PR #1018, opened 2023-04-24
[fixed]:1015 - Fixed closing by click on layout

### LINKED ISSUE #1015: Modal doesn't close on the first click on the overlay after click on elements containing event.stopPropagation() inside modal
### Summary:
When opening a second modal from within a first modal, closing the second modal results in the first modal not closing on the first click on the overlay. Instead, it requires a second click to close. This issue is similar to issue #958. However, the solution provided there is not really suitable for our cross-platform project, which uses components from react-native, and I would like to avoid creating separate button components for the web modal, in which event.stopPropagation() would be removed, in order to achieve the correct behavior.

### Steps to reproduce:
1. Open the provided code sandbox: https://codesandbox.io/s/react-modal-layout-issue-xgfsvk
2. Click on the "Open Modal" button to open the first modal.
3. Click on the icon in the top left corner of the first modal to open the second modal.
4. Close the second modal by clicking on the overlay or close button.
5. Attempt to close the first modal by clicking on the overlay.

### Expected behavior:
The first modal should close after the first click on the overlay.

### Link to example of issue:
https://codesandbox.io/s/react-modal-layout-issue-xgfsvk

### Additional notes:
This issue also occurs when closing a modal by clicking on the close button, then reopening it and attempting to close it by clicking on the overlay. The modal only closes after the second click, not the first. This is a kind of standard behavior, so you can reproduce the problem for both the first and second modals. Below are the steps to reproduce the problem for the first modal.

### Steps to reproduce:
1. Open the provided code sandbox: https://codesandbox.io/s/react-modal-layout-issue-xgfsvk
2. Click on the "Open Modal" button to open the first modal.
3. Click on the icon in the top right corner of the first modal to close it.
4. Click on the "Open Modal" button again to open the first modal.
5. Attempt to close the first modal by clicking on the overlay.

ErikDeviashin:
Fixes #1015

Changes proposed:

- Fix incorrect behavior when you need to click twice on the overlay to close modal window if you click on something with event.stopPropagation() inside content block and add a test case for that.
- Fix test cases for the overlay MD -> content MU && content MD -> overlay MU cases because they don't work correctly without the "click" itself.

Upgrade Path (for changed or removed APIs): -

Acceptance Checklist:

### DIFF
--- a/specs/Modal.events.spec.js
+++ b/specs/Modal.events.spec.js
@@ -222,7 +222,7 @@ export default () => {
       withModal(props, null, modal => {
         mouseDownAt(moverlay(modal));
         mouseUpAt(mcontent(modal));
-        clickAt(mcontent(modal));
+        clickAt(moverlay(modal));
         requestCloseCallback.called.should.not.be.ok();
       });
     });
--- a/specs/Modal.events.spec.js
+++ b/specs/Modal.events.spec.js
@@ -222,6 +222,7 @@ export default () => {
       withModal(props, null, modal => {
         mouseDownAt(moverlay(modal));
         mouseUpAt(mcontent(modal));
+        clickAt(mcontent(modal));
         requestCloseCallback.called.should.not.be.ok();
       });
     });
@@ -236,8 +237,39 @@ export default () => {
       withModal(props, null, modal => {
         mouseDownAt(mcontent(modal));
         mouseUpAt(moverlay(modal));
+        clickAt(moverlay(modal));
         requestCloseCallback.called.should.not.be.ok();
       });
+    });
+
+    it("click on button containing stopPropagation inside modal shouldn't block closing", () => {
+      const requestCloseCallback = sinon.spy();
+      let innerButton = null;
+      let innerButtonRef = ref => {
+        innerButton = ref;
+      };
+      function click(event) {
+        event.stopPropagation();
+      }
+
+      withModal(
+        {
+          isOpen: true,
+          onRequestClose: requestCloseCallback
+        },
+        <button ref={innerButtonRef} onClick={click} />,
+        modal => {
+          // imitate regular click with all mouse events on button inside modal
+          mouseDownAt(innerButton);
+          mouseUpAt(innerButton);
+          clickAt(innerButton);
+          // imitate regular click with all mouse events on modal overlay
+          mouseDownAt(moverlay(modal));
+          mouseUpAt(moverlay(modal));
+          clickAt(moverlay(modal));
+          requestCloseCallback.called.should.be.ok();
+        }
+      );
     });
   });
 
--- a/src/components/ModalPortal.js
+++ b/src/components/ModalPortal.js
@@ -322,13 +322,15 @@ export default class ModalPortal extends Component {
     if (!this.props.shouldCloseOnOverlayClick && event.target == this.overlay) {
       event.preventDefault();
     }
+    this.shouldClose = null;
   };
 
   handleContentOnClick = () => {
     this.shouldClose = false;
   };
 
-  handleContentOnMouseDown = () => {
+  handleContentOnMouseDown = event => {
+    event.stopPropagation();
     this.shouldClose = false;
   };
 


specs/Modal.events.spec.js
```diff
@@ -222,6 +222,7 @@ export default () => {
       withModal(props, null, modal => {
         mouseDownAt(moverlay(modal));
         mouseUpAt(mcontent(modal));
+        clickAt(mcontent(modal));
```
diasbruno, line 225: Here, mouse down and click at has the effect of a double click.

specs/Modal.events.spec.js
```diff
@@ -236,9 +237,40 @@ export default () => {
       withModal(props, null, modal => {
         mouseDownAt(mcontent(modal));
         mouseUpAt(moverlay(modal));
+        clickAt(moverlay(modal));
```
diasbruno, line 240: Same here.

diasbruno:
@ErikDeviashin Can you please rebase your PR please? Jut fixed the action issue.

specs/Modal.events.spec.js
diasbruno: Ah now I remember it...

The `mouse down and up` are to test the scenario where you click and hold on a content and release (mouse up) on the overlay.

ErikDeviashin:
> @ErikDeviashin Can you please rebase your PR please? Jut fixed the action issue.

Sure, did it

specs/Modal.events.spec.js
ErikDeviashin: Yes that's it!
It just didn't work when I ran the tests, so I compared it to real behavior and suggesting a way to fix the tests. At least now they works for me :)

diasbruno: I guess in the end the result is correct, but I'm not sure if the test "examplifies" the behavior.

I need to think about it.

specs/Modal.events.spec.js
```diff
@@ -222,6 +222,7 @@ export default () => {
       withModal(props, null, modal => {
         mouseDownAt(moverlay(modal));
         mouseUpAt(mcontent(modal));
+        clickAt(moverlay(modal));
```
diasbruno, line 225: Here is the behavoir I was talking about. 

This `clickAt` shouldn't be here.

specs/Modal.events.spec.js
diasbruno: This one too.

If I press down on the content, drag to the overlay, it must not close the modal.

diasbruno:
```suggestion
```

specs/Modal.events.spec.js
diasbruno:
```suggestion
```

specs/Modal.events.spec.js
```diff
@@ -236,9 +237,40 @@ export default () => {
...
+      withModal(
+        {
+          isOpen: true,
+          onRequestClose: requestCloseCallback
+        },
+        <button ref={innerButtonRef} onClick={click} />,
+        modal => {
+          // imitate regular click with all mouse events on button inside modal
+          mouseDownAt(innerButton);
+          mouseUpAt(innerButton);
```
diasbruno, line 264:
```suggestion
```

specs/Modal.events.spec.js
```diff
@@ -236,9 +237,40 @@ export default () => {
...
+          clickAt(innerButton);
+          // imitate regular click with all mouse events on modal overlay
+          mouseDownAt(moverlay(modal));
+          mouseUpAt(moverlay(modal));
```
diasbruno, line 268:
```suggestio
```

diasbruno:
I've made a few suggestions, I think that is what we are expecting from your new test.

diasbruno:
Those 2 other tests, they need to stay the same to guarantee the behavoir when dragging from the `content -> overlay` and `overlay -> content`.

diasbruno:
Ok. I'll have a look when I have time. 
Thanks so much for taking the time to help with this issue.

khmelevskii:
@diasbruno it would be very cool if this fix will be merged to master. I have the same problem and I can't see any workaround to fix it

diasbruno:
@khmelevskii This patch needs a better look to see if it is right...
If you have time, you can take this patch and give it a try...

What I expect:

- When press and hold on the overlay and release on the content, it must not close
- When press and hold on the content and release on the overlay, it must not close
- See the [https://codesandbox.io/s/react-modal-layout-issue-xgfsvk](https://codesandbox.io/s/react-modal-layout-issue-xgfsvk) an try to replicate it

khmelevskii:
Thank you @diasbruno ! it will be pretty difficult to find time for this soon, but thank you for sharing correct expectations.

ErikDeviashin:
@diasbruno @khmelevskii 
I had to change the solution in our project to just using an extra variable like 
`this.preventOverlayMouseDown = false` (ModalPortal.js 285:42)

This is used like
`this.preventOverlayMouseDown = true;` (in handleContentOnMouseDown func on ModalPortal.js 236:44 line)
and
`if (_this.preventOverlayMouseDown) {
       _this.preventOverlayMouseDown = false;
      } else {
        _this.shouldClose = null;
      }`
(In handleOverlayOnMouseDown func on ModalPortal.js 223:7 line)

This is better just because using `event.stopPropagation();` broke our tooltips a bit, so it might conflict with different libs that use the `mouseDown` event.

@khmelevskii If you need some quick solution look at the `patch-package` library because as you can see it can take a while before it gets fixed. I am using `patch-package` in our project to apply the changes written above

khmelevskii:
Thank you @diasbruno ! I will try

see2ever:
> @diasbruno @khmelevskii I had to change the solution in our project to just using an extra variable like `this.preventOverlayMouseDown = false` (ModalPortal.js 285:42)
> 
> This is used like `this.preventOverlayMouseDown = true;` (in handleContentOnMouseDown func on ModalPortal.js 236:44 line) and `if (_this.preventOverlayMouseDown) { _this.preventOverlayMouseDown = false; } else { _this.shouldClose = null; }` (In handleOverlayOnMouseDown func on ModalPortal.js 223:7 line)
> 
> This is better just because using `event.stopPropagation();` broke our tooltips a bit, so it might conflict with different libs that use the `mouseDown` event.
> 
> @khmelevskii If you need some quick solution look at the `patch-package` library because as you can see it can take a while before it gets fixed. I am using `patch-package` in our project to apply the changes written above

 because those line number are not match the source file, it would be more clear if the patch file pasted here.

================

PROBLEM »
Begin with the line above that has "Thanks so much" and continue through the line that has "If you have", setting each one down exactly. Stop there.

WRITTEN ANSWER »
Thanks so much for taking the time to help with this issue.

khmelevskii:
@diasbruno it would be very cool if this fix will be merged to master. I have the same problem and I can't see any workaround to fix it

diasbruno:
@khmelevskii This patch needs a better look to see if it is right...
If you have time, you can take this patch and give it a try...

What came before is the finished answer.